The single trip crate assembly is composed of birch plywood, pine wood, steel fasteners, neoprene gasket, two inch open cell polyethylene foam (Ethafoam), LDPE, and tissue paper. It has the least amount of foam of the four crates. The round trip type 1 crate assembly is composed of birch plywood, pine wood, steel fasteners, two inch polyurethane ether foam (urethane foam), Tyvek, and tissue paper. The round trip type 2 crate assembly is composed of medium density overlay plywood (MDO), pine wood, steel fasteners and plates, neoprene gaskets, acrylic latex caulk, latex paint, two inch polyurethane ester foam (esterfoam), Tyvek, and tissue paper. Both type 1 and 2 have similar volumes of foam but type 2 requires more pine wood to construct the rain cap. The reusable crate assembly is composed of birch plywood, glass fiber, steel fasteners, neoprene gasket, epoxy resin, rigid polyvinyl chloride (PVC), urethane foam, high density poly ethylene film (HDPE), nylon, wool, Tyvek, and tissue paper. This crate includes components not found in the other three crate assemblies, most importantly, the fiberglass shell. 

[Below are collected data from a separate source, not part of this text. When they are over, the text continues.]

PR #4003, opened 2025-08-22
Classy: Use new TEC API and update ticket fields

JPry:
### TEC API

* Adds `menu_order` as a parameter for the tickets API
* Updates unit tests to match the new parameter behavior, and add tests for its behavior.
* Removes the previously-added tickets API that was unique to Classy

### Classy Tickets API

* The tickets API in Classy has been updated to use the new TEC API 
* Tests have been updated to match the behavior. 
* The whole feature has been update to match changes made in the-events-calendar/the-events-calendar#5319

### Ticket update/create modal

* The `Ticket price` field now behaves correctly.
* The Sale Price section now behaves *mostly* correctly. There is an issue with the TEC API not returning the `on_sale` value, so it is always marked as NOT having a sale price/date range. Will follow up in another PR
* Styling for the Sale Price section has been updated to match the designs
* Ticket Capacity now works *mostly* correctly. There's still an issue when leaving the value blank, and the API will reject it. I'll follow that up in another PR.
* Menu order has been added to the API, but it needs more thorough testing


src/Tickets/REST/TEC/V1/Traits/With_Filtered_Ticket_Params.php
```diff
@@ -161,6 +162,11 @@ public function filter_upsert_params( array $params ): array {
 			throw new InvalidRestArgumentException( __( 'The ticket price must be a number.', 'event-tickets' ) );
 		}
 
+		// Ensure menu_order value is an integer.
```
dpanta94: Not needed since this is done for you by the sanitizer of the integer parameter

dpanta94: `menu_order` is being handled by the `$ticket_params` and not the `$post_params`.

you need to set it inside the `$new_params` further above and then unset it from the `$post_params`

```php
$new_params['ticket_menu_order'] = $params['menu_order'] ?? null;
unset( $params['menu_order'] );
```

dpanta94 (changes requested):
The ticket ORM can't handle fully all the ticket params. THat's why its the only entity that is being handled in a "special" way by the REST API. We are going to fix that in the close future, but for now i have pointed out why the current tests fail and how to fix them :D

src/Tickets/REST/TEC/V1/Traits/With_Filtered_Ticket_Params.php
JPry: > `menu_order` is being handled by the `$ticket_params` and not the `$post_params`.

@dpanta94 This doesn't make sense to me. The `menu_order` parameter should belong to the post object, so it should go with the other `$post_params`.

Why would it be handled differently?

dpanta94: It's not something i decided. It's a weakness of how the ticket_add method is designed.

https://github.com/the-events-calendar/event-tickets/blob/f9e4e7d6fea81c8cc67b54cf6588e5cc10dddc4c/src/Tribe/Tickets.php#L4006

Actually that there even a ticket_add method exists and is preferred over using the ORM is a bad choice we need to fix.

dpanta94: Also i could be wrong, i haven't debugged this to actually figure it out. Thats what i believe is going on here.

JPry: > Actually that there even a ticket_add method exists and is preferred over using the ORM is a bad choice we need to fix.

Agreed

JPry:
@dpanta94 I made the changes you requested to the API

dpanta94 (approved):
This is good @JPry ! I am approving REST API related changes, since i'm not familiar with Classy. Please look for a more suitable reviewer for that.

src/Tickets/REST/TEC/V1/Traits/With_Filtered_Ticket_Params.php
```diff
@@ -43,6 +43,7 @@ public function filter_upsert_params( array $params ): array {
 
 		$orm = $this->get_orm();
 
+		// todo: investigate deleting this logic to allow moving between events.
```
lucatume, line 46: If this feature is not currently required, then I would remove this todo to leave the developer(s) in charge of implementing the ticket move feature the freedom to explore. They will likely not look into the code for this kind of comments when investigating the ticket move feature and this annotation would likely end up being abandoned here.

src/resources/packages/classy/api/tickets.ts
```diff
@@ -179,89 +197,71 @@ export const deleteTicket = async ( ticketId: number ): Promise< void > => {
...
-			body.ticket.sale_price.end_date = salePriceData.endDate;
+			body.sale_price_end_date = salePriceData.endDate;
 		}
 	}
 
-	// Menu order.
-	body.menu_order = ticketData.menuOrder?.toString() || '0';
+	// Map additional fields
+	if ( ticketData.iac ) {
+		// todo: add iac to the API.
```
lucatume: If this feature, or the fees one, are not directly supported by the ET plugin, then these should be actions/filters that allow the ET+ plugin to extend the data.

src/resources/packages/classy/api/tickets.ts
```diff
@@ -295,44 +295,59 @@ const mapTicketSettingsToApiRequest = ( ticketData: TicketSettings, isUpdate: bo
  * @return {TicketSettings} The mapped ticket settings.
  */
 const mapApiResponseToTicketSettings = ( apiResponse: GetTicketApiResponse ): TicketSettings => {
-	const stockMode = apiResponse.capacity_details?.global_stock_mode || 'own';
+	// Map capacity settings based on stock management
 	const capacitySettings: CapacitySettings = {
-		enteredCapacity: apiResponse.capacity_details?.max || -1,
-		isShared: stockMode === 'capped' || stockMode === 'global',
+		enteredCapacity: apiResponse.stock || 0,
```
lucatume, line 295: Shared capacity is an ET+ concern: should this be an extension point (in the form of a filter or action) in place of being implemented here?

src/resources/packages/classy/types/LocalizedData.d.ts
```diff
@@ -74,6 +53,7 @@ export type CurrencySettings = {
  */
 export type Settings = {
 	currency: CurrencySettings;
+	startOfWeek: number;
```
lucatume: Should this be made into an interval of intervals from `0` to `6`?

tests/classy_jest/_support/mockApiResponse.ts
```diff
@@ -0,0 +1,106 @@
...
+ *
+ * @return {GetTicketApiResponse} The mock API response.
+ */
+export function makeMockApiResponse(): GetTicketApiResponse {
+	return {
+		id: 1,
+		date: '2024-01-01T12:00:00+00:00',
+		date_gmt: '2024-01-01T12:00:00Z',
+		guid: {
+			rendered: 'https://example.com/?p=1',
```
lucatume: Here and in the `permalink_template` I would update the fields to look more in line with what a ticket would look like, e.g. `https://example.com/tickets/ticket-1` or something along those lines.

tests/classy_jest/_support/mockApiTickets.ts
```diff
@@ -0,0 +1,62 @@
+import { GetTicketApiResponse } from '@tec/tickets/classy/types/Api';
+
+/**
+ * Mock API tickets data for testing.
+ *
+ * @return {GetTicketApiResponse[]} The mock API tickets array.
+ */
+export function makeMockApiTickets(): GetTicketApiResponse[] {
```
lucatume: This look like a repetition of the data from the `makeMockApiResponse` function from the `mockApiResponse.ts` file.
I would update the function in `mockApiResponse.ts` to offer customization parameters and use it to build this array.

tests/classy_jest/_support/mockMappedTickets.ts
```diff
@@ -0,0 +1,49 @@
+import { TicketSettings } from '@tec/tickets/classy/types/Ticket';
+
+/**
+ * Mock mapped tickets data for testing.
+ *
+ * @return {TicketSettings[]} The mock mapped tickets array.
+ */
+export function makeMockMappedTickets(): TicketSettings[] {
```
lucatume: This seems to be an array of data  like the one produced by the `makeMockTicketDataForCreate` function from the `mockTicketData.ts` file.
I would update the function in that file to offer customization parameters and use that to build the single entry.

tests/classy_jest/_support/mockApiResponse.ts
```diff
@@ -0,0 +1,106 @@
...
+		menu_order: 0,
+	};
+}
+
+/**
+ * Mock expected result for ticket operations.
+ *
+ * @return {object} The mock expected result.
+ */
+export function makeMockExpectedResult() {
```
lucatume: I would have the expected result live in the file that is making the assertion, else scanning the test file while debugging a failure would required jumping across files to get the correct information increasing cognitive load.
It's fine for tests to be verbose if this removes cognitive load.

tests/rest_tec_v1_integration/Endpoints/Ticket_Test.php
```diff
@@ -75,37 +75,45 @@ protected function create_test_data(): array {
...
 
 		$ticket_3 = $this->create_tc_ticket( $page_1, '15.00' );
 		update_post_meta( $ticket_3, '_name', 'Workshop Registration' );
 		update_post_meta( $ticket_3, '_description', 'Basic workshop registration' );
+		wp_update_post( [ 'ID' => $ticket_3, 'menu_order' => 3 ] );
 
 		// Create ticket for private post
 		$private_ticket = $this->create_tc_ticket( $private_post, '50.00' );
 		update_post_meta( $private_ticket, '_name', 'Private Event Ticket' );
+		wp_update_post( [ 'ID' => $private_ticket, 'menu_order' => 4 ] );
```
lucatume: Since the post ID is always part of the natural ordering, having a `menu_order` replicate the natural post ID ordering is not telling you whether the `menu_order` based-ordering is working or not. I would assign, with a comment explaining why, a `menu_order` that does not follow the natural post ID ordering.
E.g. th first ticket created ha a `menu_order` of `2`, the second `1` and so on.

lucatume (dismissed):
Good work!
Some smaller changes, but overall this looks good to me.

src/Tickets/REST/TEC/V1/Traits/With_Filtered_Ticket_Params.php
JPry: > If this feature is not currently required

It's supposed to already be working, but it was missed when the API was developed. I added this note for myself after a discussion with @Camwyn.

src/resources/packages/classy/api/tickets.ts
JPry: That makes sense to me. I'll update this with actions/filters.

src/resources/packages/classy/types/LocalizedData.d.ts
JPry: Yes, good catch. I think we have a type in Common for that. I'll switch to that type.

src/resources/packages/classy/api/tickets.ts
JPry: > Shared capacity is an ET+ concern

Unless I'm mistaken, shared capacity is also used to facilitate Seating. That's part of ET, no need for ET+.

tests/classy_jest/_support/mockApiResponse.ts
JPry: The `guid` field is usually the non-pretty form; this is how WordPress does it. But I can update other fields.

Illustration 3: The single trip crate is composed of birch plywood, pine wood ¾”, steel fasteners, Ethafoam 2″. 
Not shown: neoprene gasket, LDPE film, and tissue paper.
Illustration 5: The round trip type 2 crate is composed of MDO plywood, pine wood ¾”, steel screws and plates, esterfoam 2″. 
Not shown: neoprene gaskets, acrylic latex caulk, latex paint, Tyvek and tissue paper.
Illustration 4: The round trip type 1 crate is composed of birch plywood, pine wood ¾”, steel fasteners, urethane foam 2″. 
Not shown: Tyvek, and tissue paper.
Illustration 6: The reusable crate is composed of birch plywood, epoxy resin and glass fiber, PVC, steel screws, urethane foam 2″, wool.
Not shown: HDPE, nylon, neoprene gasket, Tyvek and tissue paper.

Table 1 details the design and material differences among the crates. Set 1 and 2 have the same crate designs and solely differ in foam densities for the round trip type 1 and 2 crates, with values listed below.

Table 1: Flatwork crate components by mass in kilograms (kg).
*The density for the urethane foam used in the reusable crate was proprietary information, making it inaccessible for this study.

TRANSPORTATION/USE

This case study examined crates designed specifically for the protection of objects and paintings during transportation between two cultural heritage institutions, and not for other uses such as short or long term storage. Transportation by truck was modeled from New York, New York to Miami, Florida, a distance of 2,060 kilometers. This corresponds to the lifetime of 1 single trip crate, ½ of a round trip crate, and 1/200 of a reusable crate. The object/painting was assumed to weigh 6.8 kilograms (15 pounds), while the weights of the crates varied between 50 and 130 kilograms.

DISPOSAL

At the end-of-life stage, all crate materials were assumed to be incinerated as standard municipal solid waste. For bio-based materials, such as wood, incineration releases the carbon that was sequestered during plant growth.

STUDY SCOPE

This study excluded the inputs and materials needed to produce the paintings or objects, as these are identical for each crate. Additionally, the study excluded packaging and transportation of the crate materials, crate assembly, and transportation of the fully assembled crate to the first cultural heritage institution, as any differences among options are expected to be minor.

Earlier LCA studies addressed courier-related impacts, and demonstrated that courier travel can account for the majority of a museum loan carbon footprint.14 Reactions to virtual and bookend couriers vary, with updated positions stated in the AIC Position Paper on Virtual Courier Oversight.15  Recent guidance16 and track-and-monitor opportunities17 allow for safe, cautious transport of collections while implementing new climate-smart practices. In order to focus on comparing crate designs, this case study excluded the courier.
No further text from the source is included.